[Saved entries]
PR #10299, opened 2024-11-07
feat(eslint-plugin): [prefer-nullish-coalescing] fix detection of `ignoreConditionalTests` involving boolean `!` operator

### LINKED ISSUE #10284: Bug: [prefer-nullish-coalescing] `ignoreConditionalTests` doesn't ignore the boolean `!` operator in a condition

### Playground Link

https://typescript-eslint.io/play/#ts=5.6.3&fileType=.ts&code=DYUwLgBAZg9jBcEDOYBOBLAdgcwgHwgFdMATEKLEEiAXggHJYZ6BuAKFEgCMBDVRFBhz4ipcpWp16vVKzZsQADwAOMVJCjEAxmHQxMEMCBQBhHkhAAKAJQQA3mwCQ6KBEtN8BGbYePHW-SQYUAA6YBhsS0Y4CDUIGXprdkcAXzY0hRU1DW1dfUNjMDMLACYbeycXNwBCdxi8Lz5rHyd-QOCQMIiozBgNGLiEpKc0jI86YjIKTCp2GVpRKYl2IA&eslintrc=N4KABGBEBOCuA2BTAzpAXGUEKQAIBcBPABxQGNoBLY-AWhXkoDt8B6Y6RAM0WlqYSNkAC1pkA9gEMkyMswDm6MAG1IvaOOiQAuuDABfEPqA&tsconfig=N4KABGBEDGD2C2AHAlgGwKYCcDyiAuysAdgM6QBcYoEEkAhqqrAO4BSZlemArugDTgaMABbpoAa3YUwXXgJpR0JALKwAJtwwBJIniyxE02f0G0AZrEzR0AYWIlkJPbpt0HRAOY6AYmnQA5OnglIx4TBUhMJVhUADd0dmJVDQxQuVMoEnFkRAAZZAAjG1EJNPChElhuK3RlOkNOMPkKrmRoPDLm2iJYAFUiaBLxdDUdNXQADxGAQWhrEg4ZJozIHq0kVDbkPAAldDxq0k6Vnu8GVDxhTCqPYVcSJR0AZWZtweOInv7uB7Vc2GgDEWxi6UC%2BRB%2BIwACnRMEF9lhgctPrB1ohNtBtth4phMMhxh8hPB1Jp0HtKqhuARiNJIAVuEQ1BhMJBQZAcQU6AR4MlSU8AJ66OgTaRmIHoMCCAC%2BIClQA&tokens=false

### Repro Code

```TypeScript
let foo: string | undefined = 'foo';
let bar: string | undefined = 'bar';

export function testCase() {
	if (foo || bar) {
		console.log('foo or bar');
	}
}

export function testCase2() {
	if (!(foo || bar)) {
		console.log('not foo or bar');
	}
}

foo = undefined;
bar = undefined;
```

### ESLint Config

```javascript
module.exports = {
  "rules": {
    "@typescript-eslint/prefer-nullish-coalescing": ["error"]
  }
}
```

### tsconfig

```jsonc
{
  "compilerOptions": {
    "allowJs": true,
    "checkJs": true,
    "esModuleInterop": true,
    "forceConsistentCasingInFileNames": true,
    "resolveJsonModule": true,
    "skipLibCheck": true,
    "sourceMap": true,
    "strict": true,
    "noUncheckedIndexedAccess": true,
    "noImplicitReturns": true,
    "noFallthroughCasesInSwitch": true,
    "noUnusedLocals": true,
    "noUnusedParameters": true,
    "noImplicitOverride": true,
    "moduleResolution": "bundler",
    "verbatimModuleSyntax": false 
  }
}
```

### Expected Result

I would have expected that the if-statement inside `testCase2` also is allowed, but after updating from `8.12.2` to `8.13.0` it results in an error suggesting to use `??` instead referring to the `prefer-nullish-coalescing` rule.

I think it should to be allowed to do this check to see whether one of two strings are truthy inside an if-statement as shown in `testCase2`.

### Actual Result

In the example provided `testCase2` will  **not** run the `console.log` statement when `foo=""` and `bar="bar"`, however, the `testCase1` **runs** the if-statement in the same case. This is due to the difference between `||` and `??` when it comes to the empty string.  

Meaning the rule now suggests something that is logically not the same, and would change the behavior of code similar to the one shown in the example 

### Additional Info

_No response_

developer-bandi:
## PR Checklist

- [x] Addresses an existing open issue: fixes #10284

## Overview

Since we maintain the same logic as the ignoreBooleanCoercion option, should we add the same logic to this option as well?

```typescript
let a: string | undefined;
let b: string | undefined;

Boolean(!!(a || b)) 
Boolean(!(a || b)) 
```


kirkwaiblinger:
Hey! merging from main for ya to fix the build errors

packages/eslint-plugin/src/rules/prefer-nullish-coalescing.ts
```diff
@@ -476,6 +476,10 @@ function isConditionalTest(node: TSESTree.Node): boolean {
     return isConditionalTest(parent);
   }
 
+  if (parent.type === AST_NODE_TYPES.UnaryExpression) {
```
kirkwaiblinger, line 479: be sure to check that it's really a `!` operator! Or you will get bugs on code like this 🙂 
```ts
declare const a: string | undefined;
declare const b: string;
if (+(a || b)) {
}
```

developer-bandi: I made a mistake because I was not familiar with the type. I've also added a corresponding test case just in case.

kirkwaiblinger (approved):
thanks!

kirkwaiblinger:
> Since we maintain the same logic as the ignoreBooleanCoercion option, should we add the same logic to this option as well?
> 
> ```ts
> let a: string | undefined;
> let b: string | undefined;
> 
> Boolean(!!(a || b)) 
> Boolean(!(a || b)) 
> ```

Yeah, probably a good idea to do this tbh.

kirkwaiblinger (changes requested):
What you have looks good, but I think it would be good to implement your suggestion in  https://github.com/typescript-eslint/typescript-eslint/pull/10299#issuecomment-2467616526

kirkwaiblinger (approved):
salute gif

packages/eslint-plugin/tests/rules/prefer-nullish-coalescing.test.ts
```diff
@@ -583,6 +583,60 @@ if (((a = b), b || c)) {
...
+          ignoreBooleanCoercion: true,
+        },
+      ],
+    },
+    {
+      code: `
+let a: string | undefined;
+let b: string | undefined;
+
+Boolean(!(a || b));
```
kirkwaiblinger, line 632: oh, hmm. I hate to do this. But actually, now that I'm thinking harder about this, I don't think we want this. This would be unambiguously better to write as `!Boolean(a || b)`, so the `!` really is the sort of implicit coercion that `ignoreBooleanCoercion` constructor is trying to force you to use `Boolean` on instead.

So sorry to change request changes one way and then request they be undone, but would you mind reverting the `ignoreBooleanCoercion` changes?

kirkwaiblinger (changes requested):
Changed my mind about https://github.com/typescript-eslint/typescript-eslint/pull/10299#pullrequestreview-2426485025, sorry! 🫣

developer-bandi:
Thank you. I have reflected this.

kirkwaiblinger (approved):
Great! And sorry again for my previous mistaken review!

bradzacher (approved):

Task prompt: Among the lines above, find the ones containing "undefined" and copy them.

Expected output:
let foo: string | undefined = 'foo';
let bar: string | undefined = 'bar';
foo = undefined;
bar = undefined;
let a: string | undefined;
let b: string | undefined;
declare const a: string | undefined;
> let a: string | undefined;
> let b: string | undefined;
+let a: string | undefined;
+let b: string | undefined;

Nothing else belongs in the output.